(Stored data entries)
***

Issue #143, opened 2022-03-02
Provide a single Virtio Queue implementation


andreeaflorescu:
Currently we have 2 objects in vm-virtio that are providing mostly the same implementation: Queue and QueueGuard. The later was added in the context of supporting multi threaded queues, but its implementation is fairly similar to the one of the Queue.

This issue tracks having a single implementation that can be used by all customers. Currently Alibaba uses QueueGuard, while Cloud Hypervisor uses Queue.

More details TBD.

alexandruag:
For a bit more context, `Queue` and `QueueState` are in principle wrappers around some `QueueState` information and a handle to a memory object to perform the relevant accesses, with some differences: `Queue` owns the inner state object (i.e. it contains an `S: QueueStateT`) and the `M` in queue is an `M: GuestAddressSpace`  (which means that whenever an operation in `Queue` needs an `M: GuestMemory` it will go through the indirection of calling the `GuestAddressSpace::memory` to get an eventually-ephemeral handle). On the other hand, `QueueGuard` right now behaves as a sort of both wrapper and reference; the `M` within is just something that derefs  to a target type that implements `GuestMemory`, and the `S` within is just something that derefs to a `QueueState` ( in particular, it cannot own a state object unless it’s wrapped in something like an `Arc`, `Rc`, etc.).

Looks like what we want to do a bunch of stuff here. First see, out of all these abstractions, which ones do we want/need to keep. For example, there were discussions about getting rid of the current `Queue`, and turning what is now `QueueState` into `Queue`. We should also try to improve naming as part of this discussion. Last but not least, we need to improve the documentation to provide a clearer picture of the design and how abstractions are supposed to be used and interact with each other.

andreeaflorescu:
FIxed by #150

PR #149, opened 2022-03-04
add QueueStateSer

lauralt:
### Summary of the PR

Based on the design agreed [here](https://github.com/rust-vmm/community/pull/118) (and similar to what is already done in vm-superio), created a new crate, virtio-queue-ser, and added QueueStateSer. Once we have a fix for https://github.com/rust-vmm/vm-virtio/issues/143, this PR will probably need some updates, but high level it should remain the same. Marking this as draft until that.

### Requirements

requirements:

  description line.
  test.

### DIFF
--- a/crates/virtio-queue-ser/src/state.rs
+++ b/crates/virtio-queue-ser/src/state.rs
@@ -1,0 +1,126 @@
+// Copyright 2022 Amazon.com, Inc. or its affiliates. All Rights Reserved.
+//
+// SPDX-License-Identifier: Apache-2.0 OR BSD-3-Clause
+
+use std::num::Wrapping;
+
+use serde::{Deserialize, Serialize};
+use versionize::{VersionMap, Versionize, VersionizeResult};
+use versionize_derive::Versionize;
+use virtio_queue::QueueState;
+use vm_memory::GuestAddress;
+
+/// Wrapper over a `QueueState` that has serialization capabilities.
+#[derive(Clone, Debug, Deserialize, PartialEq, Serialize, Versionize)]
+pub struct QueueStateSer {
+    /// The maximum size in elements offered by the device.
+    pub max_size: u16,
+    /// Tail position of the available ring.
+    pub next_avail: u16,
+    /// Head position of the used ring.
+    pub next_used: u16,
+    /// VIRTIO_F_RING_EVENT_IDX negotiated.
+    pub event_idx_enabled: bool,
+    /// The last used value when using VIRTIO_F_EVENT_IDX.
+    pub signalled_used: Option<u16>,
+    /// The queue size in elements the driver selected.
+    pub size: u16,
+    /// Indicates if the queue finished with the configuration.
+    pub ready: bool,
+    /// Guest physical address of the descriptor table.
+    pub desc_table: u64,
+    /// Guest physical address of the available ring.
+    pub avail_ring: u64,
+    /// Guest physical address of the used ring.
+    pub used_ring: u64,
+}
+
+// The following `From` implementations can be used to convert from a `QueueStateSer` to the
+// `QueueState` from the base crate and vice versa.
+// WARNING: They don't check for any invalid data, that would otherwise be checked when initializing
+// a queue object from scratch (for example setting a queue size greater than its max possible
+// size). The problem with the current `QueueState` implementation is that it can be used as the
+// queue object itself. `QueueState`'s fields are public, which allows the user to set up and use an
+// invalid queue. Once we fix https://github.com/rust-vmm/vm-virtio/issues/143, `QueueState` will be
+// renamed to `Queue`, its fields will no longer be public, and `QueueState` will consist of the
+// actual state. This way we can also check against any invalid data when trying to get a `Queue`
+// from the state object.
+// Nevertheless, we don't make any assumptions in the virtio-queue code about the queue's state that
+// would otherwise result in a panic, when initialized with random data, so from this point of view
+// these conversions are safe to use.
+impl From<&QueueStateSer> for QueueState {
+    fn from(state: &QueueStateSer) -> Self {
+        QueueState {
+            max_size: state.max_size,
+            next_avail: Wrapping(state.next_avail),
+            next_used: Wrapping(state.next_used),
+            event_idx_enabled: state.event_idx_enabled,
+            signalled_used: state.signalled_used.map(Wrapping),
+            size: state.size,
+            ready: state.ready,
+            desc_table: GuestAddress(state.desc_table),
+            avail_ring: GuestAddress(state.avail_ring),
+            used_ring: GuestAddress(state.used_ring),
+        }
+    }
+}
+
+impl From<&QueueState> for QueueStateSer {
+    fn from(state: &QueueState) -> Self {
+        QueueStateSer {
+            max_size: state.max_size,
+            next_avail: state.next_avail.0,
+            next_used: state.next_used.0,
+            event_idx_enabled: state.event_idx_enabled,
+            signalled_used: state.signalled_used.map(|value| value.0),
+            size: state.size,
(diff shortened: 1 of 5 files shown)


lauralt:
Since it is actually going to take some time to agree on the path forward with https://github.com/rust-vmm/vm-virtio/pull/150, I propose we review/merge this one before, and I can take care afterwards of any other changes to the state (if there will be any) that can be needed after the interface changes. Marking this as ready for review.

crates/virtio-queue-ser/src/state.rs
```diff
@@ -0,0 +1,115 @@
...
+use virtio_queue::QueueState;
+use vm_memory::GuestAddress;
+
+/// /// Wrapper over a `QueueState` that has serialization capabilities.
+#[derive(Clone, Debug, Deserialize, PartialEq, Serialize, Versionize)]
+pub struct QueueStateSer {
+    /// The maximum size in elements offered by the device.
+    pub max_size: u16,
+    /// Tail position of the available ring.
+    pub next_avail: Wrapping<u16>,
```
andreeaflorescu, line 19: I think we should completely separate state from functionality, as we already stated in the generic save/restore documentation. The fact that this is wrapping is a a matter of function, not state. In theory we should be able to save this directly as an u16.

crates/virtio-queue-ser/src/state.rs
```diff
@@ -0,0 +1,115 @@
...
+            ready: state.ready,
+            desc_table: GuestAddress(state.desc_table),
+            avail_ring: GuestAddress(state.avail_ring),
+            used_ring: GuestAddress(state.used_ring),
+        }
+    }
+}
+
+impl From<&QueueState> for QueueStateSer {
+    fn from(state: &QueueState) -> Self {
```
andreeaflorescu, line 58: I wonder if there is anything that we need to check here. Is there any invalid state that would otherwise not be able to get into when just initializing a Queue from scratch?

andreeaflorescu, line 58: I wonder if there is anything that we need to check here. Is there any invalid state that would otherwise not be able to get into when just initializing a Queue from scratch?

lauralt: When initializing a Queue from scratch, there are some checks that are done on the queue size, on the addresses of the queue components (in their corresponding setters). So yes, the state here can be invalid if the user is initializing it with random values.
This is actually a problem at the `QueueState` level and related to all that confusion around the queue interfaces. The `QueueState`s fields are public, which is okay for a state object, but since the `QueueState` is actually the `Queue`, the fact that its fields are public is no longer good.
I guess for now I can bring the logic from those setters here as well, but that won't fix the entire problem, and is not a clean fix either. I think the clean fix would be to have the `QueueState` -> `Queue` interface update (and not having the queue fields public), and when trying to get a `Queue` from a `QueueState`, do all of the checks from those setters. That way, the code in this file wouldn't require any checks.

lauralt: > Why just wonder and not reason about it?
> 
> For example, my thinking is even if _some_ of the fields could be sanity checked (`size <= max_size` for example), I suggest deferring validations to when the actual `Queue` is built, since without `GuestMemory` most of the state doesn't make any sense.

That is sort of my suggestion as well. The thing here is the way the queue interfaces are right now, you can more easily use `QueueState` as the Queue object. The queue object doesn't need to have a memory handle in its composition. [This](https://github.com/rust-vmm/vm-virtio/pull/150#issuecomment-1064706223) is basically one of the things we want to update, and after that the `where should I check stuff` discussion would be much easier to have. 

> Then you can rightly call its [is_valid()](https://github.com/rust-vmm/vm-virtio/blob/2f01935f959485d7521d0bb57b79da644d2053ea/crates/virtio-queue/src/state.rs#L174) method to make sure all is kosher.
> 
> I too am lazy to point out exactly what extra checks `is_valid()` would need when also considering deserialization, but once you get there you can look at [Firecracker impl](https://github.com/firecracker-microvm/firecracker/blob/f2743bfd2e9f9740dd08e55cdb83ba7b94aabb69/src/devices/src/virtio/queue.rs#L224) to get an idea.

In virtio-queue, `is_valid` is no longer doing all those checks that are done in Firecracker. The checks that are part of the spec were moved to the corresponding setters of those fields, because as opposed to `is_valid`, which is optional for the user to call, the setters are not (when starting from scratch). But yes, this is the way to do the validations after deserialization.

acatangiu: Lgtm! But as a heads-up, you might have an easier time if you created a `QueueBuilder` object where you'd have `fn with_x(self, x) -> Self` instead of setters you mention above.
The advantage is that ultimately you have `fn build(self) -> Result<Queue, Error<Self>>` that can do more complex validations that cannot be done in simple setters.

Validations depending on `X` **and** `Y` cannot be done in `set_x` or `set_y` (for example [this check](https://github.com/firecracker-microvm/firecracker/blob/f2743bfd2e9f9740dd08e55cdb83ba7b94aabb69/src/devices/src/virtio/queue.rs#L278) can't be done in a setter, but can be done in `qbuilder.build()` or `queue.is_valid()`).

lauralt: > Lgtm! But as a heads-up, you might have an easier time if you created a `QueueBuilder` object where you'd have `fn with_x(self, x) -> Self` instead of setters you mention above. The advantage is that ultimately you have `fn build(self) -> Result<Queue, Error<Self>>` that can do more complex validations that cannot be done in simple setters.
> 
We thought about using the builder pattern before 0.1.0, but it's a bit incompatible with how the queue is constructed when using for example MMIO writes (and there won't be any `build()` in this case; calling `build()` will still be optional).

> Validations depending on `X` **and** `Y` cannot be done in `set_x` or `set_y` (for example [this check](https://github.com/firecracker-microvm/firecracker/blob/f2743bfd2e9f9740dd08e55cdb83ba7b94aabb69/src/devices/src/virtio/queue.rs#L278) can't be done in a setter, but can be done in `qbuilder.build()` or `queue.is_valid()`).

Not all de validations are supposed to happen in the setters, but what we are aiming with this is not having the MUSTs from the spec as optional.

acatangiu: > Not all de validations are supposed to happen in the setters, but what we are aiming with this is not having the MUSTs from the spec as optional.

Sure! Validating in the setters against the spec is great!
I'm just saying as a heads-up that, on the slightly orthogonal subject of deserialization, you will need _some extra_ validations that you can't do in setters.

andreeaflorescu: I personally dislike the pattern with `is_valid`. The callers of the interface should not know that they **have** to call `is_valid`. But this should be part of a bigger refactoring effort.

If you're using the current interface correctly (i.e. you don't set arbitrary values to the queue fields, but just use the setters), then the Queue that you are getting is a valid one. From my point of view, this is something that we need to check when initializing from a saved state as well. We can split the checks in 2 categories:
- what can malicious actors do
- what can happen because of programming errors

Right now with the current interface is really hard to guard against programming errors because the interface is too open (i.e. with the public fields). Nevertheless, we should have checks for things that can be initialized by malicious actors. As per the threat model the deserialized state is not trusted because we cannot know where it originates from. If we cannot address this in this PR it's fine, but we should know about this shortcoming and at least document it.

crates/virtio-queue-ser/src/state.rs
lauralt: done

crates/virtio-queue-ser/src/state.rs
lauralt: Added some more clarifications in code comments.

andreeaflorescu (approved):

***

_EXERCISE DIRECTIONS:_
Above this instruction are the records; retype exactly the lines from the one containing "Sure! Validating in" up to and including the one containing "- what can happen".

_YOUR RESPONSE:_
Sure! Validating in the setters against the spec is great!
I'm just saying as a heads-up that, on the slightly orthogonal subject of deserialization, you will need _some extra_ validations that you can't do in setters.

andreeaflorescu: I personally dislike the pattern with `is_valid`. The callers of the interface should not know that they **have** to call `is_valid`. But this should be part of a bigger refactoring effort.

If you're using the current interface correctly (i.e. you don't set arbitrary values to the queue fields, but just use the setters), then the Queue that you are getting is a valid one. From my point of view, this is something that we need to check when initializing from a saved state as well. We can split the checks in 2 categories:
- what can malicious actors do
- what can happen because of programming errors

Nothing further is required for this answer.